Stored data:
%%

PR #2106, opened 2020-03-22
chore: simplify the regex getting supplementary private use characters

ahuth:
I added an additional range to the regex in #2102. The purpose of it was to match unicode characters in Supplementary Private Use Area A, and I got the regex itself from https://apps.timwhitlock.info/js/regex.

However, it randomly occurred to me that the part of the regex I added is actually a superset of what was already there. And the real fix to #2101 was not the addition to the regex, but was solely due to [adding `getSupplementaryPrivateUseRegExp` to `hasUnicode`](https://github.com/dequelabs/axe-core/pull/2102/files#diff-e46b3ba4cd0e3b35ba002d5305ee074b) 🤦‍♂.

The existing part was:

```regex
[\uDB80-\uDBBF][\uDC00-\uDFFD]
```

The part I previously added (with an "or") was:

``` regex
[\uDB80-\uDBBE][\uDC00-\uDFFF]|\uDBBF[\uDC00-\uDFFD]
```

Note the overlap in the ranges. In fact, as far as I can tell, they're equivalent, except the previous one excluded anything where the low surrogate was DFFE or DFFF.

I've gone ahead and:
1. Removed the part of the regex I added
2. Expanded the range of the low surrogate to include DFFE and DFFF

## Reviewer checks

### DIFF
--- a/lib/commons/text/unicode.js
+++ b/lib/commons/text/unicode.js
@@ -134,6 +134,10 @@ function getSupplementaryPrivateUseRegExp() {
 	// characters between F0000 and FFFFF. Because ES5 doesn't have a syntax for regular expressions
 	// of such characters, search instead for the corresponding surrogate pairs.
 	//
+	// Code points FFFFD and FFFFF are "noncharacters", but the regex still matches them, because its
+	// intent is to match things we don't want to check color contrast for. This is why the low
+	// surrogate range in the regex ends at DFFF, not DFFD.
+	//
 	// 1. High surrogate area (https://www.unicode.org/charts/PDF/UD800.pdf)
 	// 2. Low surrogate area (https://www.unicode.org/charts/PDF/UDC00.pdf)
 	//
--- a/lib/commons/text/unicode.js
+++ b/lib/commons/text/unicode.js
@@ -130,11 +130,14 @@ function getPunctuationRegExp() {
  * @returns {RegExp}
  */
 function getSupplementaryPrivateUseRegExp() {
+	// Supplementary private use area A (https://www.unicode.org/charts/PDF/UF0000.pdf) contains
+	// characters between F0000 and FFFFF. Because ES5 doesn't have a syntax for regular expressions
+	// of such characters, search instead for the corresponding surrogate pairs.
+	//
 	// 1. High surrogate area (https://www.unicode.org/charts/PDF/UD800.pdf)
 	// 2. Low surrogate area (https://www.unicode.org/charts/PDF/UDC00.pdf)
-	// 3. Supplementary private use area A (https://www.unicode.org/charts/PDF/UF0000.pdf)
 	//
-	//             1              2                                  3
-	//      ┏━━━━━━┻━━━━━━┓┏━━━━━━┻━━━━━━┓ ┏━━━━━━━━━━━━━━━━━━━━━━━━━┻━━━━━━━━━━━━━━━━━━━━━━━━━━━━┓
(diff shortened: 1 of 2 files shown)


lib/commons/text/unicode.js
```diff
@@ -130,11 +130,14 @@ function getPunctuationRegExp() {
...
 	// 1. High surrogate area (https://www.unicode.org/charts/PDF/UD800.pdf)
 	// 2. Low surrogate area (https://www.unicode.org/charts/PDF/UDC00.pdf)
-	// 3. Supplementary private use area A (https://www.unicode.org/charts/PDF/UF0000.pdf)
 	//
-	//             1              2                                  3
-	//      ┏━━━━━━┻━━━━━━┓┏━━━━━━┻━━━━━━┓ ┏━━━━━━━━━━━━━━━━━━━━━━━━━┻━━━━━━━━━━━━━━━━━━━━━━━━━━━━┓
-	return /[\uDB80-\uDBBF][\uDC00-\uDFFD]|(?:[\uDB80-\uDBBE][\uDC00-\uDFFF]|\uDBBF[\uDC00-\uDFFD])/g;
+	//             1              2
+	//      ┏━━━━━━┻━━━━━━┓┏━━━━━━┻━━━━━━┓
+	return /[\uDB80-\uDBBF][\uDC00-\uDFFF]/g;
```
ahuth: Note that the low surrogate has been expanded to include DFFF. Without that, I think we exclude characters such as [F03FF (\uDB80\uDFFF)](https://www.fileformat.info/info/unicode/char/f03ff/index.htm), which seems to be a valid character in the private use area. I've updated the tests to catch this.

Technically, FFFFE and FFFFF are in the private use area, but are "non characters".

I think it's okay to still match those, but if we think that will be an issue, we can replace this with the part I originally added in #2102:

```js
return /[\uDB80-\uDBBE][\uDC00-\uDFFF]|\uDBBF[\uDC00-\uDFFD]/g;
```

which would exclude FFFFE/FFFFF.

test/commons/text/unicode.js
```diff
@@ -71,7 +71,7 @@ describe('text.hasUnicode', function() {
 		});
 
 		it('returns true for a string with characters in supplementary private use area A', function() {
-			var actual = axe.commons.text.hasUnicode('\uDB80\uDC19', {
+			var actual = axe.commons.text.hasUnicode('\uDB80\uDFFE', {
```
ahuth: Updated these tests so that they pass if the regex is:

```js
// The change, as of this PR
/[\uDB80-\uDBBF][\uDC00-\uDFFF]/g
```

but fail if it's

```js
/[\uDB80-\uDBBF][\uDC00-\uDFFD]/g
```

lib/commons/text/unicode.js
straker: I think it should be ok if we include FFFFE and FFFFF. The regex is used to strip out characters that we shouldn't check for color contrast so non characters fit that bill.

straker: Could you add this as a comment to the code? That way when we look at this in the future we'll remember why the low surrogate doesn't end at uDFFD (which the doc points to)?

ahuth: Will do

ahuth: And done

straker:
Thanks again!

ahuth:
Thank you!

%%

**What you should do:**
Starting with the first line of the records, repeat every line up to and including the one containing "1. Removed the part of the regex I added", and nothing else.

**Exercise solution:**
PR #2106, opened 2020-03-22
chore: simplify the regex getting supplementary private use characters

ahuth:
I added an additional range to the regex in #2102. The purpose of it was to match unicode characters in Supplementary Private Use Area A, and I got the regex itself from https://apps.timwhitlock.info/js/regex.

However, it randomly occurred to me that the part of the regex I added is actually a superset of what was already there. And the real fix to #2101 was not the addition to the regex, but was solely due to [adding `getSupplementaryPrivateUseRegExp` to `hasUnicode`](https://github.com/dequelabs/axe-core/pull/2102/files#diff-e46b3ba4cd0e3b35ba002d5305ee074b) 🤦‍♂.

The existing part was:

```regex
[\uDB80-\uDBBF][\uDC00-\uDFFD]
```

The part I previously added (with an "or") was:

``` regex
[\uDB80-\uDBBE][\uDC00-\uDFFF]|\uDBBF[\uDC00-\uDFFD]
```

Note the overlap in the ranges. In fact, as far as I can tell, they're equivalent, except the previous one excluded anything where the low surrogate was DFFE or DFFF.

I've gone ahead and:
1. Removed the part of the regex I added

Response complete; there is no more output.